Localizada no coração da área de prostituição da capital dinamarquesa, Skyen fica em um local conveniente para Angelea, que é voluntária de um "sopão" beneficente durante o dia e trabalha como prostituta à noite.
Segundo ela, as consequências de um acidente de carro há quase 20 anos a levaram ao uso de drogas.
"Depois de passar pelo acidente, não consegui sentir minha perna nem meu braço esquerdo durante seis anos. Eu consigo senti-los agora, mas também sinto dor o tempo inteiro".
Para atenuar a dor, Angelea fuma sobretudo crack, e às vezes usa heroína.

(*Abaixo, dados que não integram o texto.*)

PR #1123, opened 2017-03-26
Add selftest for PDBIO

souravsingh:


Tests/test_PDB.py
```diff
@@ -1332,6 +1332,25 @@ def test_NACCESS_asa_file(self):
...
+class TestSelf(unittest.TestCase):
+    
+    def test_example(self):
+        from Bio.PDB.PDBParser import PDBParser
+        import sys
+        p = PDBParser(PERMISSIVE=True)
+        s = p.get_structure("test", sys.argv[1])
+        io = PDBIO()
+        io.set_structure(s)
+        io.save("out1.pdb")
```
peterjc: See the ``tempfile`` module for how to generate a temporary file - and then after this test please delete it.

Tests/test_PDB.py
```diff
@@ -1332,6 +1332,25 @@ def test_NACCESS_asa_file(self):
             naccess = process_asa_data(asa)
         self.assertEqual(len(naccess), 524)
 
+class TestSelf(unittest.TestCase):
+    
+    def test_example(self):
+        from Bio.PDB.PDBParser import PDBParser
+        import sys
```
peterjc: These imports should be a the top of the file.

Tests/test_PDB.py
```diff
@@ -1332,6 +1332,25 @@ def test_NACCESS_asa_file(self):
...
+        p = PDBParser(PERMISSIVE=True)
+        s = p.get_structure("test", sys.argv[1])
+        io = PDBIO()
+        io.set_structure(s)
+        io.save("out1.pdb")
+        with open("out2.pdb", "w") as fp:
+            s1 = p.get_structure("test1", sys.argv[1])
```
peterjc: There won't be any command line arguments when run via the test framework. You should see if the test make sense with some of the example files we include under ``Tests/PDB/`` here.

Tests/test_PDB.py
```diff
@@ -1332,6 +1332,25 @@ def test_NACCESS_asa_file(self):
             naccess = process_asa_data(asa)
         self.assertEqual(len(naccess), 524)
 
+class TestSelf(unittest.TestCase):
```
peterjc: The fact that this was once a self test is not really of interest. Can you give this class and the test a more meaningful name? Something about PDB input/output?

Tests/test_PDB.py
```diff
@@ -19,6 +19,7 @@
 import unittest
 import warnings
 from Bio._py3k import StringIO
+from Bio.PDB.PDBParser import PDBParser
```
peterjc: This import needs to be after the check for if numpy is installed (so that ``run_tests.py`` can skip the whole test if NumPy is missing).

peterjc: More importantly, it clashes with this existing import later on:

```python
from Bio.PDB import PDBParser, PPBuilder, CaPPBuilder, PDBIO, Select
```

This is due to the old ``Bio.PDB`` module not following PEP8 guidelines that module names are lower case, and classes are title case. Unfortunately here ``PDBParser`` is used for both.

I recommend you remove your new import, and then using the existing import you can refer to the class as ``PDBParser.PDBParser`` instead.

(This is what the  QuantifiedCode check is reporting as *Resolve import naming collision*)

Tests/test_PDB.py
```diff
@@ -1332,6 +1333,24 @@ def test_NACCESS_asa_file(self):
...
+    
+    def test_example(self):
+        p = PDBParser(PERMISSIVE=True)
+        s = p.get_structure("test", sys.argv[1])
+        io = PDBIO()
+        io.set_structure(s)
+        filenumber, filename = tempfile.mkstemp()
+        os.close(filenumber)
+        with open("out2.pdb", "w") as fp:
+            s1 = p.get_structure("test1", sys.argv[1])
```
peterjc: You are still using ``sys.argv[1]`` and ``sys.argv[2]`` for file names. You need to use two automatically named temporary files here (a few lines above you setup a single temporary filename but never used it).

peterjc:
Also the automated style check run via TravisCI is failing,

```
$ flake8 Bio/
Bio/PDB/PDBIO.py:227:1: W391 blank line at end of file
Bio/PDB/PDBIO.py:227:1: W293 blank line contains whitespace
```

You can run flake8 locally after installing it with ``pip install flake8``.

souravsingh:
@peterjc Are there any fixes that are needed?

peterjc:
Yes. There are some simple style issues (extra blank lines and white space - run ``flake8`` to check this as described earlier), and more importantly the tests are failing according to TravisCI:

e.g. from https://travis-ci.org/biopython/biopython/jobs/220635646

```
ERROR: test_example (test_PDB.TestPDBIO)
  File "/home/travis/build/biopython/biopython/Tests/test_PDB.py", line 1389, in test_example
    io.set_structure(s)
NameError: global name 's' is not defined
```

Tests/test_PDB.py
```diff
@@ -1332,6 +1332,23 @@ def test_NACCESS_asa_file(self):
...
         self.assertEqual(len(naccess), 524)
 
+class TestPDBIO(unittest.TestCase):
+    
+    def test_example(self):
+        p = PDBParser(PERMISSIVE=True)
+        filenumber, filename = tempfile.mkstemp()
+        os.close(filenumber)
+        io = PDBIO()
+        io.set_structure(s)
```
peterjc: You have not defined ``s`` yet, the original code did:

```
s = p.get_structure("test", sys.argv[1])
```

However, you need to pick an example PDB file from under ``Tests/PDB/*.pdb``

peterjc:
You also need to replace ``sys.argv[1]`` and ``sys.argv[2]`` with filenames pointing at suitable example PDB files included with Biopython. Or, if none of the existing files work, you would need to try to find two small PDB files we can use here.

souravsingh:
I will resend the PR after fixing the conflicts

Ela se sente segura na "sala de shoot" sabendo que a equipe médica e uma das enfermeiras que estão sempre em serviço ficarão de olho nela. Eles estão lá para impedir que as pessoas morram de overdose.
A sala Skyen
- 700 mil usos de droga no local desde sua abertura há 3 anos
- Mais de 500 overdoses, sem nenhuma morte
- Aberta 23 horas por dia Abriga entre 500 e 700 consumos de droga por dia
- Tem 5.772 usuários registrados
- As pessoas têm 35 minutos na área de fumantes e 45 minutos na sala de injeção
Há um fluxo constante de pessoas nas dependências de Skyen ao longo do dia. Alguns deles são novos para a equipe, mas muitos são usuários regulares que aparecem várias vezes por um período de algumas horas.
No final da tarde, Angelea volta para fumar crack mais uma vez.
"Eu estou aqui de novo porque sinto muita dor", diz, enquanto se apressa para a área de fumantes.
As salas ficam abertas durante a noite, fechando apenas por uma hora todas as manhãs para a limpeza.
Não é uma clínica de tratamento para que os usuários deixem de usar drogas. Muitas pessoas vão usá-las antes de voltar aos seus difíceis e muitas vezes perigosos estilos de vida.
Mais tarde, a apenas algumas ruas dali, Angelea trabalha, tentando encontrar clientes que sustentem seu vício.
"Eu vou ao trabalho, faço algum dinheiro e então fumo crack, depois volto para o trabalho, faço mais dinheiro e fumo mais crack de novo na sala. Essa é a minha adorável vida", diz ela, com um riso amargo.